GitHub Copilot — the future of development

There’s been a lot of noise lately around the GitHub & Open AI collaboration — the Copilot tool. While the demos displayed on the Copilot website do look impressive, Copilot will actually not be the panacea many expect it to be.

Andrey Gizdov
5 min readSep 13, 2022

In this week’s article, we’ll take a look at the GitHub Copilot & what it means for the future of development!

What is the GitHub Copilot?

The GitHub Copilot is what’s called a pair programming assistant. A good analogy to use for understanding what that means is imagining two developers using one computer.

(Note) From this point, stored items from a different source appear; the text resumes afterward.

PR #266, opened 2022-03-18
[Merged by Bors] - TY-2543 refine dedup logic in article filtering

finiteprods:
**Summary**

refines the dedup logic of `filter_articles`:

1. articles that are duplicates (i.e. there is a common title or link) of each other are discarded, keeping only the best ranked among them.
2. articles that are duplicates of historic documents are discarded (as before).
3. articles that are duplicates of stack documents are discarded if not better ranked.

in case 3., stack documents that are worse ranked duplicates of articles are deduped later as part of `merge`.


discovery_engine_core/core/src/stack/filters.rs
```diff
@@ -39,52 +36,57 @@ impl ArticleFilter for DuplicateFilter {
...
-            .collect::<HashSet<_>>();
-
-        let titles = history
+            .map(|doc| (doc.resource.url.as_str(), doc.resource.rank))
+            .chain(history.iter().map(|doc| (doc.url.as_str(), 0)))
+            .fold(HashMap::new(), |mut urls, (url, rank)| {
+                let best_rank = urls.entry(url).or_insert(rank);
+                if rank < *best_rank {
+                    *best_rank = rank;
+                };
```
janpetschexain, line 49: 🟢  we could write this a bit more consise such that there is no additional check done in the or-case. similarly for the `titles`.
```suggestion
                urls.entry(url)
                    .and_modify(|best_rank| {
                        if rank < *best_rank {
                            *best_rank = rank;
                        }
                    })
                    .or_insert(rank);
```

discovery_engine_core/core/src/stack/filters.rs
```diff
@@ -39,52 +36,57 @@ impl ArticleFilter for DuplicateFilter {
...
+            .chain(history.iter().map(|doc| (&doc.title, 0)))
+            .fold(HashMap::new(), |mut titles, (title, rank)| {
+                let best_rank = titles.entry(title).or_insert(rank);
+                if rank < *best_rank {
+                    *best_rank = rank;
+                };
+                titles
+            });
+
+        // discard dups in the title keeping only the best ranked
```
janpetschexain, line 65: 🟢  we could reorder the code blocks such that first the title map & dedup is done, and afterwards the url map & dedup is done. this would place the map next to the dedup for better readability, also the compiler could drop the maps sooner. (the retaining by rank would come as a third block like it currently is.)

finiteprods: thanks. actually the `titles` and `urls` hash maps are used by the "retaining" block (rather than the dedup block) so what I'll do is move them down so they're closer together.

discovery_engine_core/core/src/stack/filters/article.rs
```diff
@@ -39,52 +36,64 @@ impl ArticleFilter for DuplicateFilter {
...
+        articles.dedup_by(|art1, art2| art1.link == art2.link);
 
-        impl Eq for UniqueArticle {}
-        impl PartialEq for UniqueArticle {
-            fn eq(&self, other: &Self) -> bool {
-                self.0.link == other.0.link || self.0.title == other.0.title
+        let urls = stack
+            .iter()
+            .map(|doc| (doc.resource.url.as_str(), doc.resource.rank))
+            .chain(history.iter().map(|doc| (doc.url.as_str(), 0)))
```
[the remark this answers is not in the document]
acrrd: Can't we move the code that remove articles that are already in the history as first pass? and only then dedup and keep the best rank? This should remove the need for the special `0` case.

discovery_engine_core/core/src/document.rs
```diff
@@ -222,6 +223,27 @@ pub(crate) fn document_from_article(
     })
 }
 
+/// Removes documents where the title or url is duplicated.
+pub(crate) fn dedup_documents(documents: &mut Vec<Document>) {
+    // discard dups in the title keeping only the best ranked
+    documents.sort_unstable_by(
+        |doc1, doc2| match doc1.resource.title.cmp(&doc2.resource.title) {
+            Ordering::Equal => doc1.resource.rank.cmp(&doc2.resource.rank),
```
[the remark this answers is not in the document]
finiteprods: there is indeed a `published_date` on articles but not sure whether that is a better way to choose between (say in this case) 2 articles with the same title. assuming we want to keep the "better" one (which may not necessarily be the earliest one), it seems to me sensible to let rank guide the choice?

discovery_engine_core/core/src/stack/filters/article.rs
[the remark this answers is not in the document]
finiteprods: @x3ro yes. you could also maybe think of `0` as `NIL_RANK` here, since historical documents don't have a rank. but yes, there was a particular reason `0` was chosen and not something else.
@acrrd that works too, and perhaps that will be clearer overall to just deal with it separately in a pass.

discovery_engine_core/core/src/stack/filters/article.rs
```diff
@@ -39,52 +36,64 @@ impl ArticleFilter for DuplicateFilter {
...
+                    })
+                    .or_insert(rank);
+                titles
+            });
+
+        // discard worse-ranked dups of documents
+        articles.retain(|article| {
+            match (urls.get(&article.link.as_str()), titles.get(&article.title)) {
+                (None, None) => true,
+                (Some(rank_u), None) => &article.rank < rank_u,
```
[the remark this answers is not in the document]
finiteprods: I agree they're not great names. if you can tolerate it, I'd propose to just call these `doc_rank`s and instead supplement with a few words in a comment which would explain it better
```rust
// a few words here to explain...
match (..., ...) {
    (Some(doc_rank), None) => art.rank < doc_rank,
    ...
```

discovery_engine_core/core/src/document.rs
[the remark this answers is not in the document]
x3ro: Yeah, I suppose this might also be a question we would want to direct at pink? 🤔 I'm certainly not equipped to answer it 😅 Maybe it also doesn't matter here, as we're talking about exact duplicates.

discovery_engine_core/core/src/stack/filters/article.rs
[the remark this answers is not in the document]
x3ro: Yeah, I think `NIL_RANK` would still not convey the semantics of the constant, i.e. what using the 0 means there. But I'd be happy with @acrrd's solution also.

discovery_engine_core/core/src/document.rs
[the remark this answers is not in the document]
acrrd: At the moment we want to try with the rank but this will be probably a subject for many tests to see what works better.

discovery_engine_core/core/src/document.rs
```diff
@@ -222,6 +223,27 @@ pub(crate) fn document_from_article(
...
+            ord => ord,
+        },
+    );
+    documents.dedup_by(|doc1, doc2| doc1.resource.title == doc2.resource.title);
+
+    // discard dups in the url keeping only the best ranked
+    documents.sort_unstable_by(
+        |doc1, doc2| match doc1.resource.url.cmp(&doc2.resource.url) {
+            Ordering::Equal => doc1.resource.rank.cmp(&doc2.resource.rank),
```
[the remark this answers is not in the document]
acrrd: Yes is a good point, if the url is the same there is not point in swapping because the rank will be the same.

discovery_engine_core/core/src/stack/filters/article.rs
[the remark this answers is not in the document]
acrrd: I think it will be clearer so we don't have to hack in rank values for history values.

So at the light of the latest comments we want:
remove an article if:
 * title or url are the same of one in the history.
 * url is the same of one in the stack documents or batch of articles

Then we want to keep the the article with higher rank if another article or document have same title.

To compare the title we should trim it and put it lowercase.

discovery_engine_core/core/src/document.rs
```diff
@@ -222,6 +223,23 @@ pub(crate) fn document_from_article(
...
 }
 
+/// Discards documents where the title is duplicated, keeping only the top ranked.
+pub(crate) fn dedup_documents(documents: &mut Vec<Document>) {
+    documents.sort_unstable_by(|doc1, doc2| {
+        match doc1
+            .resource
+            .title
+            .to_lowercase()
+            .cmp(&doc2.resource.title.to_lowercase())
```
acrrd, line 233: We should be able to use `then_with` or `then` instead of the explicit match

discovery_engine_core/core/src/stack/filters/article.rs
```diff
@@ -39,52 +39,70 @@ impl ArticleFilter for DuplicateFilter {
...
+        mut articles: Vec<Article>,
     ) -> Result<Vec<Article>, GenericError> {
-        let urls = history
-            .iter()
-            .map(|doc| doc.url.as_str())
-            .chain(stack.iter().map(|doc| doc.resource.url.as_str()))
-            .collect::<HashSet<_>>();
+        // discard dups in the title keeping only the best ranked
+        articles.sort_unstable_by(|art1, art2| {
+            match art1.title.to_lowercase().cmp(&art2.title.to_lowercase()) {
```
acrrd, line 46: Maybe we can a function to normalize the article for comparison? here are not trimming while below we are.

One developer is writing code & giving the ideas, while the other developer will be adding to the code & finding mistakes that the first developer has missed. It is literally as if you had another person coding next to you:

You: “Hey Copilot, I need to write a script that pulls all tweets I’ve made with my personal account. Any ideas?”

Copilot: “Hmm, maybe you could try using this function?” *writes a short function on your screen*

It is important to consider that Copilot is not hyper-smart — able to write everything for you — but it is pretty decent. More on this in the next sections.

This is in essence the idea behind the GitHub Copilot: an AI-assisted programming suggestion maker.

How does it work?

The Copilot uses a machine learning model developed by OpenAI — called Codex. The model itself is largely based on GPT-3 in terms of architecture. However, a lot more code examples have been used during its training — making it a lot more capable at code-related tasks than GPT-3.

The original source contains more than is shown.